投資は買いより売りが難しい…じゃあいつ売るの!?

株式投資は、買いよりも売りのほうが難しいと言われます。実際、売るタイミングを間違えて損失を膨らませたり、得られるはずだったリターンを逃してしまうことはよくあります。この記事では、長期バリュー投資に必要な「売り方」について解説します。

利益確定・損切りを考えるべきではない

利益確定・損切りについて、「購入価格から10%下落したら損切りしましょう」とか「25%上昇したら一旦利益確定しましょう」などと言われているのを耳にします。しかし、これは小さな利益を積み重ねるデイトレーダーがやることであって、長期投資家がやろうとすると痛い目にあいます

例えば、市場全体が下落相場に入った時、10%下落する度に損切りしてしまっていては、延々損失を重ねるばかりで徐々に資金が底を尽いてきます。下がり終わってこれから上昇に向かうという時には、既に買うだけの資金的・精神的余裕がなくなってしまっています。

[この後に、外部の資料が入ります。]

PR #1954, opened 2022-03-20
Chris' chitter challenge

clovellbsc:
creating twitter clone with activerecord, sinatra, capybara, rspec and html. Added ability to log in, log out, create posts associated with account. Unable to make posts or comment on posts without being signed in. Ability to comment on posts.

### DIFF
--- a/app.rb
+++ b/app.rb
@@ -1,0 +1,84 @@
+require 'sinatra/base'
+require 'sinatra/reloader'
+require './lib/user'
+require './lib/post'
+require './lib/comment'
+require 'sinatra/flash'
+
+class Chitter < Sinatra::Base
+
+  enable :sessions
+  register Sinatra::Flash
+
+  get '/' do
+    @user = User.find_by_id(session[:user_id])
+    @post = Post.order(created_at: :desc).pluck(:peep, :created_at, :id, :user_id)
+    @comment = Comment.order(created_at: :asc)
+    erb :index
+  end
+
+  post '/add_post' do
+    new_post = Post.new(peep: params[:peep], user_id: session[:user_id])
+    new_post.save
+    redirect '/'
+  end
+
+  get '/sign-up' do
+    erb :sign_up
+  end
+
+  get '/add-comment/:id' do
+    @post_id = params[:id]
+    @post_text = Post.find_by_id(@post_id).peep
+    @post_user_id = Post.find_by_id(@post_id).user_id
+    @username = User.find_by_id(@post_user_id).username
+    erb :new_comment
+  end
+
+  post '/commenting/:id' do
+    Comment.create(comment: params[:comment], post_id: params[:id], user_id: session[:user_id])
+    redirect "/"
+  end
+
+  post '/signing-up' do
+    @new_user = User.create(
+      username: params[:username], 
+      email: params[:email],
+      first_name: params[:first_name],
+      last_name: params[:last_name],
+      password: params[:password]
+    )
+    @new_user.save
+    
+    if User.find_by_id(@new_user.id)
+      session[:user_id] = @new_user.id
+      redirect '/'
+    else 
+      flash[:notice] = 'Please ensure you have filled all the fields'
+      redirect '/sign-up'
+    end
+  end
+
+  post '/logging-in' do
+    @user = User.find_by(username: params[:log_in_username])
+
+    if @user.nil?
+      flash[:notice] = 'Please check your username'
+      redirect '/sign-up'
+    elsif @user.authenticate(params[:log_in_password])
+      session[:user_id] = @user.id
+      redirect '/'
+    else
+      flash[:notice] = 'Please check your password'
+      redirect '/sign-up'
+    end
+  end
+
+  post '/logging-out' do
+    session.clear
+    flash[:notice] = 'Successfully logged out'
+    redirect '/'
+  end
+
+  run! if app_file == $0
+end
--- a/lib/comment.rb
+++ b/lib/comment.rb
@@ -1,0 +1,27 @@
+require 'active_record'
+
+if ENV['ENVIRONMENT'] == 'test'
+  ActiveRecord::Base.establish_connection(
+    adapter: 'postgresql',
+    host: 'localhost',
+    username: ENV["USERNAME"],
+    password: ENV["SQL_PASSWORD"],
+    database: 'chitter_test'
+  )
+else 
+  ActiveRecord::Base.establish_connection(
+    adapter: 'postgresql',
+    host: 'localhost',
+    username: ENV["USERNAME"],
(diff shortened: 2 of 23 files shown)


app.rb
```diff
@@ -0,0 +1,84 @@
...
+require './lib/comment'
+require 'sinatra/flash'
+
+class Chitter < Sinatra::Base
+
+  enable :sessions
+  register Sinatra::Flash
+
+  get '/' do
+    @user = User.find_by_id(session[:user_id])
```
leoht, line 14: What happens if `session[:user_id]` is `nil`? Even if this in theory *should not* happen on this page, often unusual cases will come up and can break the application. There should probably be a guard condition handling this, and maybe redirecting to a login page

app.rb
```diff
@@ -0,0 +1,84 @@
...
+    redirect '/'
+  end
+
+  get '/sign-up' do
+    erb :sign_up
+  end
+
+  get '/add-comment/:id' do
+    @post_id = params[:id]
+    @post_text = Post.find_by_id(@post_id).peep
```
leoht, line 32: Here you're calling twice `Post.find_by_id` to get the post information (first the "peep" text, then the user ID) - although I think ActiveRecord optimises for this in some way (and even though this is hidden to you by the library), it means making two SQL requests to the database - which is not ideal, as your application needs to scale. It might be better to call it only once, and then assign the different instances variables if needed:
```ruby
@post = Post.find_by_id(@post_id)
@post_text = @post.peep
@post_user_id = @post.user_id
```

app.rb
```diff
@@ -0,0 +1,84 @@
...
+
+  post '/signing-up' do
+    @new_user = User.create(
+      username: params[:username], 
+      email: params[:email],
+      first_name: params[:first_name],
+      last_name: params[:last_name],
+      password: params[:password]
+    )
+    @new_user.save
```
leoht, line 51: The `.create` method already saves the new record into the DB, so you don't need to call `save` afterwards

lib/comment.rb
```diff
@@ -0,0 +1,25 @@
+require 'active_record'
+
+if ENV['ENVIRONMENT'] == 'test'
+  ActiveRecord::Base.establish_connection(
```
leoht, line 4: Rather than being in all model files, the connection setup should probably be factored in a file that would be required by the app when initialised — you can also use the method `ActiveRecord::Base.connected?` to make sure this is only run once

lib/post.rb
```diff
@@ -0,0 +1,29 @@
...
+    adapter: 'postgresql',
+    host: 'localhost',
+    username: ENV["USERNAME"],
+    password: ENV["SQL_PASSWORD"],
+    database: 'chitter'
+  )
+end
+
+class Post < ActiveRecord::Base
+  self.table_name = 'posts'
```
leoht, line 22: By default, AR checks for a table than is the lowercase and pluralised version of the class name, and a primary key column named `id`, which means you can probably remove these two lines of setup as they describe the default behaviour

app.rb
leoht: Also, since we're getting a list of posts - should the variable be named `@posts`?

views/index.erb
```diff
@@ -0,0 +1,63 @@
...
+        </label>
+        <input type="submit" value="Send Peep">
+      </form>
+      <br>
+      <br>
+    <% end %>
+      <h3> Your Chitter Feed </h3>
+    <ul>
+      <% @post.each do |peep| %>
+      <%time = peep[1].strftime("%d/%m/%Y %k:%M")%>
```
leoht, line 44: AR generates "on the fly" attribute accessors for the model class, depending on the column names it finds in the table — which means you can use `peep.id`, `peep.created_at`, `peep.peep`, etc, rather than accessing it like an array index, so it makes the code easier to read

app.rb
```diff
@@ -0,0 +1,84 @@
...
+
+class Chitter < Sinatra::Base
+
+  enable :sessions
+  register Sinatra::Flash
+
+  get '/' do
+    @user = User.find_by_id(session[:user_id])
+    @post = Post.order(created_at: :desc).pluck(:peep, :created_at, :id, :user_id)
+    @comment = Comment.order(created_at: :asc)
```
leoht, line 16: This one is a bit more advanced — you can optimise the query to the DB by "telling" AR you're going to need also the comments associated with each post. This way AR will perform a SQL JOIN to retrieve the comments information:
```ruby
@posts = Post.order(created_at: :desc).pluck(:peep, :created_at, :id, :user_id).includes(:comments)
```

And later, when you need to access and list the comments for a given post:
```ruby
post.comments.each do |comment|
  # ...
end
```

This has two advantages:
 * you don't need to filter manually the comments by their post ID
 * the comments are already loaded - otherwise AR would need to make an additional SQL query to SELECT the comments associated to each post, for every post we iterate on in the view. This is a very common pitfall of ActiveRecord (and ORMs in general) [called the N+1 problem](https://blog.appsignal.com/2018/04/24/active-record-performance-the-n-1-queries-antipattern.html), so it's good to learn about it early and recognise when it can happen and how it can be avoided

leoht (commented):
Great job! My feedback is mainly on how you've used ActiveRecord, since you asked specifically about this — there are a few ways you can simplify and improve its use, and some words about the "N+1" query optimisation when loading posts' comments on the index page — let me know if you have any further questions on that feedback, or on AR, and happy to discuss it :)

app.rb
clovellbsc: > What happens if `session[:user_id]` is `nil`? Even if this in theory _should not_ happen on this page, often unusual cases will come up and can break the application. There should probably be a guard condition handling this, and maybe redirecting to a login page

I have an if else statement in the homepage therefore if it is nil, the page will only display the posts and no ability to add posts or comments with a login button and sign up button that take you to a login page, therefore, it shouldn't be an issue. Or am I missing something?

app.rb
clovellbsc: Ah, that's silly of me

lib/comment.rb
clovellbsc: All done, now thank you. Again, this makes a lot of sense

lib/post.rb
clovellbsc: I had left these in as a precaution but you're right, I shouldn't be keeping unnecessary code

views/index.erb
clovellbsc: That's really good to know, I took ages looking for how to do it the way I did, good to know that I can sort this in a much more manageable way.

app.rb
clovellbsc: That's really interesting and amazing to know. Thank you! I have just read the article and it makes a lot of sense. Definitely one to keep an eye out for in the future.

利益確定も決していいとは言えません。例えば25%上昇で利益を確定してしまうと、その後2倍になったかも知れないチャンスを逃してしまうことになるばかりか、売却益の約2割は税金が引かれてしまいます。利益確定はすればするほど、多くの税金を支払うことになるのです。

長期投資はトータルで資産を増やすことが目的ですから、ある期間(例えば1年)の利益を確保する必要はないはずです。含み損が出ていても、その後上昇する可能性があるのなら、損切りではなくむしろ買い増すくらいの気持ちが必要です。最初から利益確定や損切りを考えることは理にかないません。

買った価格は忘れよう

それでも、証券口座にマイナスが並んでいるのは精神的に辛いですし、プラスが出ていたらいつ確定させようかそわそわしてしまうものです。しかし、その気持ちが長期投資で成功できない大きな要因なのです。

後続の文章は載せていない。